# Machinima deletes all of its videos



## CrookedCroc (Jan 21, 2019)

Looks like the great majority of Machinima's videos have been deleted, this marks the end of an era (a dark but fun one tbh)

www.youtube.com: Machinima

For now it's parent company hasn't released an official statement but maybe the network wasn't worth keeping around, the network was pretty infamous for scamming creators with never-ending contracts so it doesn't surprise me that they are now dead

Still, they had some pretty fun stuff






Rest in pepperoni


----------



## Fruitythebeetle (Jan 22, 2019)

shucks


----------



## Karatine (Jan 22, 2019)

Goodbye old episodes of arby n the chief. I think the original creator might still have been trying to get the rights to upload his episodes on to his channel.
It sucks when classic, beloved works of media get erased from time just because the company that owns it all just can't keep it's shit together. That or they just don't care at all.


----------



## Yakamaru (Jan 22, 2019)

Ah, man. D:

Machinima had a lot of good content, but I knew about their shitty deals made with creators after one of their biggest creators finally came out about it some years ago. They unfortunately ended up with destroying themselves from within with their shitty business practices. This will be the end result down the line for anything that decide to go about doing crappy deals for creators and have a shitty business model.

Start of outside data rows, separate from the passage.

PR #137, opened 2026-05-19
fix(runner): avoid range-over-func panic on per-message save error [AI-1157]

MikolajGagatekRP:
## What

In `runner/runner.go`, the per-`MessageEvent` inner session save (line 218) called `yield(nil, err)` without checking its bool return. If the consumer broke on that error, the deferred final save then re-entered `yield` on a canceled iterator and Go panicked with `range function continued iteration after function for loop body returned false`.

Surgical fix: capture `yield`'s return at that site; set `consumerStopped = true` on `false` so the existing defer-time guard (lines 192-198) fires.

## Why

[AI-1157](https://redpandadata.atlassian.net/browse/AI-1157) — observed deterministically in `marketing-agent` (Cloud Run worker pool on `rp-internal-agents`) when an LLM returns a malformed `json.RawMessage` in a tool-args block. `MarshalJSON` on the next session save fails, the consumer breaks on the yielded `ErrSessionSave`, and the deferred save's yield panics — crashing the worker before it can emit the Slack reply.

Distinct from AI-587 (consumer breaks on `InvocationEndEvent`), which was already handled because that yield site at line 224 already captured the bool.

## How

- `runner/runner.go`: capture the bool return at line 218 and set `consumerStopped` on `false`.
- `runner/runner_test.go`: new `TestRun_SessionSaveError_ConsumerBreaksOnMessageSaveError_Panic` — forces `Save` to fail on a `MessageEvent` and breaks on the yielded error. Before the fix it panics with the exact ticket stack (defer's yield at `runner.go:193` ← range body at `runner.go:234`). After the fix the consumer receives `ErrSessionSave` once and the deferred save logs through the "consumer stopped" branch.

[AI-1157]: https://redpandadata.atlassian.net/browse/AI-1157?atlOrigin=eyJpIjoiNWRkNTljNzYxNjVmNDY3MDlhMDU5Y2ZhYzA5YTRkZjUiLCJwIjoiZ2l0aHViLWNvbS1KU1cifQ

### DIFF
--- a/runner/runner.go
+++ b/runner/runner.go
@@ -215,7 +215,14 @@ func (r *Runner) Run(
 			// Note: Agent already appended the message to sess.Messages, we just save it
 			if _, ok := evt.(agent.MessageEvent); ok {
 				if err := r.config.sessionStore.Save(ctx, sess); err != nil {
-					yield(nil, fmt.Errorf("%w: %w", agent.ErrSessionSave, err))
+					// Capture yield's bool so the defer's guard works if the
+					// consumer breaks here — otherwise the deferred save's
+					// yield panics with "range function continued iteration
+					// after function for loop body returned false".
+					if !yield(nil, fmt.Errorf("%w: %w", agent.ErrSessionSave, err)) {
+						consumerStopped = true
+					}
+
 					return
 				}
 			}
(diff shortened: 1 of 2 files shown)


weeco (approved):
Good fix, thanks

MikolajGagatekRP:
@claude review

PR #142, opened 2026-05-27
refactor(llm): sealed Part union

weeco:
Sealed `Part` interface for the public `llm/` API.

> The typed tool-schema change that originally rode along in this PR has been split out into #145 (draft) so this one stays focused on the sealed-`Part` refactor.

## Why
- The current `Part` struct has 6 fields, of which 4 are always `nil` for any given Part. Allocating one requires knowing which `Kind` discriminator picks which field — easy to get wrong, and the type system gives no help.
- Type switches over the discriminator are repetitive at every consumer.

## Before
```go
parts := []llm.Part{
    {Kind: llm.PartText, Text: "Hello"},
    {Kind: llm.PartToolRequest, ToolRequest: &llm.ToolRequest{
        ID: "call_1", Name: "search", Arguments: json.RawMessage(`{"q":"go"}`),
    }},
}

for _, p := range parts {
    switch p.Kind {
    case llm.PartText:
        fmt.Println(p.Text)
    case llm.PartToolRequest:
        fmt.Println(p.ToolRequest.Name)
    }
}
```

## After
```go
parts := []llm.Part{
    llm.NewTextPart("Hello"),
    llm.NewToolRequestPart("call_1", "search", json.RawMessage(`{"q":"go"}`)),
}

for _, p := range parts {
    switch p := p.(type) {
    case *llm.TextPart:
        fmt.Println(p.Text)
    case *llm.ToolRequestPart:
        fmt.Println(p.Name)
    }
}
```

Each Part owns exactly the fields it needs. Pointer receivers on the sealed marker prevent the footgun where both `TextPart{}` and `&TextPart{}` would satisfy the interface but only one matches a given type switch.

`ClonePart` and `CloneMessage` are added at session persistence boundaries so persisted state never shares mutable pointers with live state.

## Breaking
Pre-1.0, intentional. Consumers must:
- Construct Parts with `llm.New*Part()` helpers or `&llm.TextPart{...}` literals (value form no longer compiles)
- Type-switch on pointer-typed Parts (`case *llm.TextPart:`)

## Test plan
- [x] `go build`, `vet`, `task test:unit`, `task lint:new`
- [x] integration tests compile
- [x] examples build


weeco:
@claude Review the proposed changes. Are these changes worth breaking the API?

birdayz (approved):

PR #144, opened 2026-05-29
openai, anthropic: downgrade dynamic JSON Schema for strict tool input_schema

birdayz:
## What

Downgrade standard JSON Schema to each provider's accepted tool `input_schema`
subset in the OpenAI and Anthropic schema mappers. Adds a shared
`internal/jsonschema` package used by both. Google and openaicompat are
unchanged.

## Why

MCP servers expose full JSON Schema as tool parameters. OpenAI strict mode and
Anthropic reject several of those features outright (HTTP 400), so the model
never sees the tool. This broke real protoc-gen-go-mcp schemas containing
`bytes` fields, maps, and protobuf dynamic well-known types. The MCP ecosystem
(LangChain, Vercel AI SDK, OpenAI Agents SDK, RooCode) puts this adaptation on
the client, not the server; ai-sdk-go is that client.

Verified against the live providers:
- OpenAI strict rejects `format:"byte"`, `contentEncoding`, `propertyNames`, and
  any typeless node ("schema must have a 'type' key").
- Anthropic rejects typeless / open-ended nodes as invalid draft 2020-12.
- Gemini accepts all of it, hence no Google change.

## Implementation details

`internal/jsonschema`:
- `StripUnsupportedOpenAIKeywords`: removes `propertyNames`, `patternProperties`,
  `min/maxProperties`, `dependentRequired/Schemas`,
  `contentEncoding/MediaType/Schema`, and `format` values outside OpenAI's
  documented set (date-time, time, date, duration, email, hostname, ipv4, ipv6,
  uuid). Dropping `format:"byte"` folds a base64 hint into the description so the
  encoding signal survives the strip.
- `CollapseDynamicNodes`: rewrites typeless nodes, open objects
  (`additionalProperties: true`) and untyped arrays to a single JSON-encoded
  `string`. Targets exactly protobuf `Struct`/`Value`/`ListValue`/`Any.value` as
  they render in JSON Schema; leaves closed message objects, maps
  (`additionalProperties` is a schema), and typed scalars/arrays untouched.

`AdaptSchemaForOpenAI` = collapse + strip + the existing strict transform.
`AdaptSchemaForAnthropic` = collapse. Both deep-copy; inputs are never mutated.

The matching server-side piece (parsing a stringified dynamic WKT back to native
JSON on decode) lives in the consumer, protoc-gen-go-mcp, so the round trip is
closed there.

`openaicompat` is deliberately untouched: its endpoints range from strict to
fully permissive, so imposing the downgrade is the caller's decision.

Drive-by: the openaicompat Google compat test pinned `gemini-2.0-flash`, which is
retired and now 404s. Bumped to `gemini-3.5-flash`.

## References

protoc-gen-go-mcp PR: redpanda-data/protoc-gen-go-mcp#44

### DIFF
--- a/internal/jsonschema/downgrade.go
+++ b/internal/jsonschema/downgrade.go
@@ -1,0 +1,237 @@
+// Copyright 2026 Redpanda Data, Inc.
+//
+// Licensed under the Apache License, Version 2.0 (the "License");
+// you may not use this file except in compliance with the License.
+// You may obtain a copy of the License at
+//
+//     http://www.apache.org/licenses/LICENSE-2.0
+//
+// Unless required by applicable law or agreed to in writing, software
+// distributed under the License is distributed on an "AS IS" BASIS,
+// WITHOUT WARRANTIES OR CONDITIONS OF ANY KIND, either express or implied.
+// See the License for the specific language governing permissions and
+// limitations under the License.
+
+// Package jsonschema holds provider-agnostic helpers for downgrading standard
+// JSON Schema (e.g. schemas exposed by MCP servers) into the narrower subsets
+// individual LLM providers accept as tool input_schema. MCP servers legitimately
+// publish full JSON Schema; per the MCP ecosystem the client is responsible for
+// adapting it per provider (the same way LangChain, the OpenAI Agents SDK and
+// the Vercel AI SDK do).
+package jsonschema
+
+// OpenAISupportedStringFormats is the set of JSON Schema string "format" values
+// OpenAI Structured Outputs / strict function calling accepts. Any other value
+// (e.g. "byte", "uri", "uri-reference") is rejected with a 400.
+// See https://platform.openai.com/docs/guides/structured-outputs.
+var OpenAISupportedStringFormats = map[string]bool{
+	"date-time": true,
+	"time":      true,
+	"date":      true,
+	"duration":  true,
+	"email":     true,
+	"hostname":  true,
+	"ipv4":      true,
+	"ipv6":      true,
+	"uuid":      true,
+}
+
+// StripUnsupportedOpenAIKeywords walks the schema and removes keywords OpenAI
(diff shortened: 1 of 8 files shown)


weeco:
Makes sense to me, though can we move the provider specific downgrade rules to the respective provider package instead of moving them all to the shared jsonschema package?

@claude Review

birdayz:
Done — pushed the restructure.

`internal/jsonschema/` now holds only provider-agnostic transforms:
- `CollapseDynamicNodes` (used by both OpenAI and Anthropic)
- `Walk` — exported as a reusable tree-walker
- `DeepCopy` — lifts the `deepCopyMap` that was copy-pasted in the openai and anthropic mappers (note 1)

OpenAI's allowlist, `stripUnsupportedKeywords` and the base64-hint helper now live in `providers/openai/` as unexported code and call `jsonschema.Walk`. The strip unit test moved with them. Anthropic and OpenAI both call `jsonschema.DeepCopy` now.

Also from the review notes:
- `CollapseDynamicNodes` is now a `Walk` pass instead of a second hand-rolled traversal (note 4) — collapsing a node clears its children, so `Walk` finds nothing to descend into; behaviour is identical, ~40 fewer lines.
- `Walk`'s doc comments that `fn` runs before recursion, so a delete also prunes the subtree (note 2).
- `appendBase64Hint` is a plain `if` on the string description now (note 3).

External behaviour is unchanged — the adapter integration tests and the live suite still pass.

birdayz:
@claude Review

The restructure addressing your feedback is pushed (commit a0f89f6c). Provider-specific rules now live in their provider packages; `internal/jsonschema/` holds only the cross-provider transforms (`CollapseDynamicNodes`, `Walk`, `DeepCopy`). Please take another look.

simon0191 (approved):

Just glad Norwegian work ethics are based on the Protestant church and employees don't have to deal with this garbage.


----------



## Karatine (Jan 22, 2019)

It also just occurred to me that it's like losing a piece of history. You wouldn't let a museum that shuts down to just smash all their art pieces while saying "it's all worthless now!"


----------



## FlunseyTheFox (Jan 22, 2019)

Oh no, I actually likes some of there videos.


----------



## Fallowfox (Jan 23, 2019)

A corporate take over and kill to eliminate a competitor for views?


----------



## Pipistrele (Jan 23, 2019)

Yakamaru said:


> shitty deals made with creators


They pretty much outscammed the DarkSydePhil though, so kudos to them for that :v


----------



## CertifiedCervine (Jan 23, 2019)

Rest in peace machinima.
It always bothers me to a degree whenever a content creator either goes offline or deletes all their stuff. I can understand if its for personal reasons, but it bums me out to a degree. Sort of lost forever in a sense. If I was resigning as a content creator, I’d like to try to keep things online or undeleted, so future people can enjoy whatever it may be, and just incase the spark would re-ignite.


----------



## FlunseyTheFox (Jan 23, 2019)

TacomaTheDeer said:


> Rest in peace machinima.
> It always bothers me to a degree whenever a content creator either goes offline or deletes all their stuff. I can understand if its for personal reasons, but it bums me out to a degree. Sort of lost forever in a sense. If I was resigning as a content creator, I’d like to try to keep things online or undeleted, so future people can enjoy whatever it may be, and just incase the spark would re-ignite.


Also because there where a compony maybe it is because money or licensing issues.


----------



## Starbeak (Jan 23, 2019)

I really liked their "Happy Hour" worth of things and their Halo / Counter Strike / TF2 parodies.

Granted when their news anchors and original programming started to drop off, things looked incredibly bleak.

I cried during the series finally of Arby N The Cheif... It was that good. Which is odd considering it was a story with action figures lol

I really liked Happy Hour Saloon as well, but luckily the voice actor of "Uncle Lou" is on Newgrounds so I watch him on there.

I also liked Machinama's music parodies too.

When the CC dropped off one by one, it kind of spelled the end of Machinima.

Dexter Manning had a good parody show on Machinima too. I forgot the name of it. I found his channel on Youtube. Same humor but different format which is fine, but when I hear his voice, all I can think of is his parodies he did on Machinima. I just, for some reason, can't remember the name of the series he had on there lol

Maybe Machinima is considering a reboot or a re-brand but they should have kept the classics on a separate channel with a link to it called "Machinima Classic" so everyone can go back and pick and choose their favorite series. That is just my opinion anyway.

Goodnight sweet prince <3


----------



## Yav (Jan 23, 2019)

Really upsetting to hear, especially since Machinimas were a pretty big part of my 2011 - 2013 years.
Ahh the memories..


----------